Complete graphs in the plane with colored edges where an edge don't cross edges with same color
A planar graph on n vertices can have at most 3n-6 edges, and so we will need at least $\frac{\binom n2}{3n-6} = \frac{n+1}{6} - \frac{1}{3(n-2)}$ colors.
In the other direction, when $n$ is odd, we can partition $K_n$ into $\frac{n-1}{2}$ Hamiltonian cycles, which are all planar. If we're allowed to curve the edges, we might embed these as follows (example for $K_9$). One cycle looks like:
and the other three cycles are obtained by $45^\circ, 90^\circ, 135^\circ$ rotations of this one. Here is a picture of the full coloring, though there's rather a lot going on:
The construction generalizes to any odd $n$, placing a single vertex in the center of a circle, the others around the perimeter, and zigzagging between them. Except for two edges out of the center and a single edge that would otherwise be a diameter, almost all the edges can be straight lines. This gives us a coloring with $\frac{n-1}{2}$ colors; when $n$ is even, we can color $K_{n+1}$ with $\frac n2$ colors, then delete the center vertex to get a coloring of $K_n$.
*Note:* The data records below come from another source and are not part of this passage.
PR #99, opened 2017-02-13
Update to Mirage 3

djs55:
This PR updates to the new Mirage v3 block API and includes the latest version of the `qcow` library which supports flushing via `fsync` as well as `fcntl`: see [docker/for-mac#668]

Note the Mirage 3 packages have been tagged and released but the package metadata is in a new repository: https://github.com/mirage/mirageos-3-beta. This PR updates the `circle.yml` and the instructions in the `README.md` accordingly.

### DIFF
--- a/src/lib/mirage_block_ocaml.ml
+++ b/src/lib/mirage_block_ocaml.ml
@@ -8,11 +8,7 @@ module Log = (val Logs.src_log src : Logs.LOG)
 
 
 (* TODO: parameterise this over block implementations *)
-module Time = struct
-  type 'a io = 'a Lwt.t
-  let sleep_ns ns = Lwt_unix.sleep (Int64.to_float ns /. 1e9)
-end
-module Qcow = Qcow.Make(Block)(Time)
+module Qcow = Qcow.Make(Block)(OS.Time)
 
 module Mutex = struct
   include Mutex
--- a/src/lib/mirage_block_ocaml.ml
+++ b/src/lib/mirage_block_ocaml.ml
@@ -10,7 +10,7 @@ module Log = (val Logs.src_log src : Logs.LOG)
 (* TODO: parameterise this over block implementations *)
 module Time = struct
   type 'a io = 'a Lwt.t
-  let sleep = Lwt_unix.sleep
+  let sleep_ns ns = Lwt_unix.sleep (Int64.to_float ns /. 1e9)
 end
 module Qcow = Qcow.Make(Block)(Time)
 
@@ -88,7 +88,7 @@ module Protocol = struct
       | Write of int
       | Delete
       | Flush
-    type t = [ `Ok of ok | `Error of Qcow.error ]
+    type t = (ok, Qcow.write_error) result
   end
 
   (* An in-flight request *)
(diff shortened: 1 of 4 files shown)


ijc25:
LGTM (although I'm not really qualified to review all the ocaml changes, maybe ping a friendly ocaml person for a quick sanity check?)

Am I right that eventually the mirage-3 stuff will be fully released and appear in a mainline repository (i.e. not mirage-3-beta)? If so could you please keep an eye out for that event and update this stuff accordingly?

djs55:
Thanks -- @samoht could I borrow your eyes for a quick sanity-check?

You're correct that the Mirage stuff should be fully released soonish.. at that point I'll make another PR to tidy this up a bit.

src/lib/mirage_block_ocaml.ml
```diff
@@ -10,7 +10,7 @@ module Log = (val Logs.src_log src : Logs.LOG)
 (* TODO: parameterise this over block implementations *)
 module Time = struct
   type 'a io = 'a Lwt.t
-  let sleep = Lwt_unix.sleep
+  let sleep_ns ns = Lwt_unix.sleep (Int64.to_float ns /. 1e9)
```
samoht: You will probably be interested by https://hannesm.github.io/duration/doc/Duration.html#VALof_sec

src/lib/mirage_block_ocaml.ml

So the correct answer is on the order of $cn$ for some constant $c$ between $\frac16$ and $\frac12$.
(If we can't curve the edges, I can't off-hand think of a better thing to do than to partition $K_n$ into $n-1$ perfect matchings for odd $n$, which gives us $n-1$ rather than $\frac{n-1}{2}$ cycles.)
This isn't a complete answer, but the quantity you're asking for is closely related to the thickness of a a graph, which is the minimum number of planar subgraphs which jointly cover the edges of the graph. It is known that the thickness of the complete graph $K_n$ is $\lfloor (n+7)/6 \rfloor$ except at $K_9$ and $K_{10}$.
I believe that the concepts aren't exactly equivalent, because your framing of the question requires all the planar subgraphs to use the same positions for the vertices, while thickness does not require the same restriction. However, the thickness still gives a lower bound on the number of colors required, and it's possible that diving into the papers in the MathWorld article would show that the constructions involved do use the same positions for all the subgraphs (or could be modified in that way).